There is a lot that you can do to parallelize pathfinding even for a single agent.

I would start by considering more basic algorithms than A*, and only incorporating some of A*'s features (prioritized sweeping, a heuristic) as you understand how to do the more basic algorithms in parallel.

**Conceptual Starting Point #1: Breadth-first search**

A* is basically a souped-up breadth-first search. You can do BFS in parallel: Expand all the nodes in a ply in parallel, and synchronize between plys. Can you do that on the GPU?

**Conceptual starting point #2: Value Iteration**

Value Iteration is more general than A* and very easy to parallelize. In the case of the single-source shortest path problem, it reduces to the following. A value d(v) is associated to each vertex v; it represents the distance to the goal. It is initialized,

d(goal ) = 0

d(v) = Infinity for all v != goal

Then, you simply do the following:

d(v) := min_{u in neighbors(v)} [ edge_cost(v,u) + d(u) ]

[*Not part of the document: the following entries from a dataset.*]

Issue #4594, opened 2023-02-24
New export report for volunteer email changes


compwron:
**What type(s) of user does this feature affect?**

 - supervisors
 - admins

**Description**
This ticket depends on [TODO make ticket] which allows volunteers to change (and confirm!) their own emails. Export a report of volunteers who have changed their emails
As always, only export volunteers for the supervisor's current CASA
columns: `old email(s), new email`

**Screenshots of current behavior, if any**  
https://casa-qa.herokuapp.com/reports
<img width="1080" alt="Screenshot 2023-02-24 at 11 33 02 AM" src="https://user-images.githubusercontent.com/578159/221274151-075f0369-b32d-4ee5-9638-f686198dca39.png">

_Login Details:_  
[Link to QA site](https://casa-qa.herokuapp.com/)  
[Link to new theme site](https://casa-new-theme.herokuapp.com/languages/new)  

Login Emails: 
- volunteer1@example.com  view site as a volunteer
- supervisor1@example.com view site as a supervisor
- casa_admin1@example.com view site as an admin
- all_casa_admin1@example.com view site as an all casa admin
  - go to `/all_casa_admins/sign_in`  

password for all users: 12345678  

### Questions? Join Slack!

We highly recommend that you join us in slack https://rubyforgood.herokuapp.com/ #casa channel to ask questions quickly and hear about office hours (currently Tuesday 5-7pm Pacific), stakeholder news, and upcoming new issues.

ShamiTomita:
Hi, can I work on this?

ShamiTomita:
Also, is this ticket related to #4534 and #4476?

ShamiTomita:
One more question, for the confirmation aspect of the email change, do y’all just need an additional “email confirmation” input in the form or do y’all need a confirmation email to be sent?

dpaola2:
I would suggest that having a confirmation field is probably sufficient. @compwron can chime in if she disagrees, though. I think asking the user to enter the email twice will sufficiently prevent typos.

ShamiTomita:
Awesome, followup question, would you want these email updates/confirmations extracted out of the user_params and made into their own functions in the user controller? Like how passwords are treated?

ShamiTomita:
Perfect, thank you!

ShamiTomita:
Hi still working on the related issue! I’ll try to get a working PR for that by early next week!

ShamiTomita:
almost ready to start!

[...]

PR #4734, opened 2023-04-04
Email changes for users

### LINKED ISSUE #4602: Email Updates For Volunteers
 - volunteers!!! Definitely
 - supervisors? Maybe?? (please let me know if this feature should affect supervisors as well)

**Description**
Part of #4594. In order to include previous email changes for Volunteers, I've identified the following tasks: 
1. Record all the previous emails used by the User(Volunteer) 
2. Allow Volunteers to change and then confirm their emails. 

I will be submitting a PR to address these as part of issue #4594
This is my first time creating an issue for myself so any guidance or reviews would be greatly appreciated.

_Login Details:_  
[Link to new theme site](https://casa-new-theme.herokuapp.com/languages/new)  

Login Emails: 

### Questions? Join Slack!

ShamiTomita:

Resolves #4602 as part of #4594 
These changes:
1. Allow Users (volunteers/supervisors/casa admins) to change and confirm their own emails 
2. Notify user's old email that their email changed AFTER user confirms email changed (mirroring password changed reminders)
3. Record all previously used emails in a new array attribute for Users

### What changed, and why?
- [X] Added Confirmable and Reconfirmable to User Model to leverage Devise's methods and emails
- [x] Created users#record_previous_email and added it to a before_update hook to record changes before they are persisted, as well as hooks to control when email notifications are sent.
- [X] Added an old_emails array attribute for users to track previously used emails
- [X] Created a users#filter_old_emails! method to update the old_emails attribute after every email change
- [x] Extracted emails out of user_params into its own email_params (mirroring passwords)
- [x] Added a new set of actions to update User emails users#update_emails and (private) users#email_params & users#update_user_email

- Volunteer permissions: Allowed to change and confirm own email
- Supervisor permissions: Allowed to change and confirm own email
- Admin permissions: Allowed to confirm own email

system/users/edit_spec.rb -> test that originally made sure email is disabled for volunteers/supervisors changed to a test to ensure all users can successfully change their email. Tests checking for errors also included for all three user roles. 

models/user_spec.rb -> added a test for the new #record_previous_email method as well a test to ensure users start with an empty "old_emails" array attribute

requests/users_spec.rb -> added in the update_email method to be tested for all three types of users

### Screenshots please :)
Screenshot 2023-04-05 at 4 56 45 PM

### Feelings gif (optional)
How to embed:
`alt text`


ShamiTomita:
The codeclimate failures are mostly for the email confirmation javascript file which I basically lifted from the password confirmation file. I'm not sure how much of an issue that actually is though.

app/models/user.rb
```diff
@@ -138,13 +143,47 @@ def active_for_authentication?
...
+    true
+  end
+
+  def send_email_changed_notification?
+    # Don't send the notification if the skip flag is set
+    return false if skip_email_changed_notification
+
+    # Otherwise, let Devise send the notification
+    super
+  end
```
cnorm35, line 172: I'm sure if I follow what's happening here.  `skip_email_changed_notificaton` is hard-coded to always return true, so the conditional will always read as: "return false if true"

From what I can tell, I don't think this would ever make it to the `super` call

db/migrate/20230327154626_add_confirmable_to_users.rb
```diff
@@ -0,0 +1,22 @@
...
+  def up
+    add_column :users, :confirmation_token, :string
+    add_column :users, :confirmed_at, :datetime
+    add_column :users, :confirmation_sent_at, :datetime
+    add_column :users, :unconfirmed_email, :string # Only if using reconfirmable
+    add_index :users, :confirmation_token, unique: true, algorithm: :concurrently
+    # User.reset_column_information # Need for some types of updates, but not for update_all.
+    # To avoid a short time window between running the migration and updating all existing
+    # users as confirmed, do the following
+    User.update_all confirmed_at: DateTime.now
```
cnorm35, line 13: I think this should be moved into it's own AfterParty task.  This would overwrite every User's confirmed_at value if this migration is ever ran more than once.

The Post-deployment tasks section of the README has some examples on how to create a post deployment task

app/controllers/casa_admins_controller.rb
```diff
@@ -17,7 +17,11 @@ def edit
   def update
     authorize @casa_admin
 
+    @casa_admin.skip_casa_admin_email_changes
```
cnorm35, line 20: see above comment about method name changes

app/controllers/supervisors_controller.rb
```diff
@@ -55,7 +55,11 @@ def edit
 
   def update
     authorize @supervisor
+    @supervisor.skip_casa_admin_email_changes
```
cnorm35, line 58: see above comment about combining these lines into a single method

cnorm35 (changes requested):
Great job with this @ShamiTomita ! This was a big one.  Made a few comments for some things to update and added a couple of questions.

Let me know if you have any questions on these suggestions or changes, happy to walk through everything with you.

ShamiTomita:
@cnorm35 Thank you for the review and the suggestions! I’m gonna go over them tonight and I would love to go over some of them later. Thank you!

app/controllers/all_casa_admins/casa_admins_controller.rb
```diff
@@ -22,7 +22,10 @@ def edit
 
   def update
     @casa_admin = CasaAdmin.find(params[:id])
+    @casa_admin.skip_casa_admin_email_changes
     if @casa_admin.update(all_casa_admin_params)
+      updated_emails = @casa_admin.old_emails.reject { |old| old == @casa_admin.email }
+      @casa_admin.update(old_emails: updated_emails)
```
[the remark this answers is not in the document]
ShamiTomita: Just added an instance method in the user class to replace these lines. Writing a test for it was way easier too :-)

app/models/user.rb
```diff
@@ -138,13 +143,47 @@ def active_for_authentication?
...
+
+  def skip_confirmable_email_confirmation_upon_creation
+    skip_confirmation!
+    confirm
+  end
+
+  def skip_casa_admin_email_changes
+    skip_reconfirmation!
+  end
```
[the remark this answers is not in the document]
ShamiTomita: Honestly upon reflection, there's no real benefit and I think I was on an instance writing roll. It definitely adds clutter where there shouldn't be. I've included the Devise method directly to the update methods.

app/models/user.rb
```diff
@@ -5,10 +5,15 @@ class User < ApplicationRecord
   include Roles
   include ByOrganizationScope
   include DateHelper
+  include ActiveModel::Dirty
```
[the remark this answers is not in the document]
ShamiTomita: Oh that's good to know! I had included it because, from the way I read the docs, I thought it suggested it wasn't already available. Would you recommended double checking if a module is already included by doing something like: 

```ruby
ApplicationRecord.included_modules.include?(ActiveModel::Dirty)
```

app/models/user.rb
ShamiTomita: These methods were definitely not my best. I was struggling to get the proper user story for the confirmation flow: User submits email change -> confirmation email sent -> User confirms -> Old user email receives notification of email changed 

But I kept getting this type of flow:
User submits email change -> confirmation email sent & email changed notification sent to old email  -> User confirms (no email changed notification sent to old email after confirmation) 

I was confused because, after reading the Devise docs, I thought that final, post-confirmation email changed notification would automatically send but didn't. I ended up using ChatGPT to see if it could help and this method it generated seemed to work. I definitely don't have a solid understanding of ```super``` (this is a great excuse to jump into it more) and after doing some checks I trimmed what seemed to be the useless bits into only these two relevant methods:

```
def send_email_changed_notification #hardcoded in order to prevent the email changed notification BEFORE confirm
    return false 
  end

  def after_confirmation #sends the email changed notification AFTER user confirms
    send_email_changed_notification
  end
```

Having these two set up like this gets the user story I want but still seems kind of weird. I'm pretty sure they're related to ```Devise.config.send_email_changed_notification = true``` but would love to go over this with you.

app/controllers/all_casa_admins/casa_admins_controller.rb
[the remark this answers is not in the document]
ShamiTomita:
```
 def filter_old_emails(previous_email)
      updated_emails = self.old_emails.reject { |old| old == previous_email }
      self.update(old_emails: updated_emails)
  end 
```

db/migrate/20230327154626_add_confirmable_to_users.rb
ShamiTomita: I see, that makes sense. I rolled back the migration, edited the file, and moved this into its own after party task.

ShamiTomita (commented):
Ready for review!

app/models/user.rb
```diff
@@ -138,13 +141,40 @@ def active_for_authentication?
...
     actively_assigned_and_active_cases.is_transitioned.any?
   end
+
+  def record_previous_email
+    if email_changed? && !old_emails.include?(email_was)
+      old_emails.push(email_was)
+    end
+  end
+
+  def filter_old_emails(previous_email)
```
cnorm35, line 151: my only nitpick is that i think this method name would be clearer if you added a bang at the end of it.  `filter_old_emails!` 

seeing how it's used in the files above, i wasn't sure if it was supposed to modify the objects or return them after filtering.

cnorm35 (changes requested):
1 small change request for clarity (see comment) but everything else is looking good!

cnorm35 (approved):
Looks Good To Me @ShamiTomita

dpaola2 (approved):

E.g., if vertex v has three neighbors, u1, u2, and u3, then it looks at the three quantities,

edge_cost(v, u1) + d(u1)

edge_cost(v, u2) + d(u2)

edge_cost(v, u3) + d(u3)

and picks whichever one is smallest.

This minimization can be performed in parallel by all vertices. To do it, a vertex needs only to look at its neighbors' values. This can be done either in a "Jacobi style" (in which new values are written to a separate buffer, and buffers are swapped at the end of the iteration -- this is the classic Value Iteration), or in a "Gauss-Seidel style" (in which new values are written "in-place" back to the original buffer -- sometimes called "Asynchronous dynamic programming"). The point is that you have a great deal of flexibility in the order in which you do these updates, while still guaranteeing convergence. Dijkstra's algorithm and A* are "just" very, very careful optimizations of this basic iteration, first to avoid updating nodes that don't need updates, and then to bias the updates in the direction of the goal (while making certain guarantees).

**Detail: Bidirectional search**

Shortest path problems can be solved more quickly by bidirectional search. At the very least, you can perform these two searches in parallel (though this is more of "cpu-level parallelism" than "gpu-level parallelism").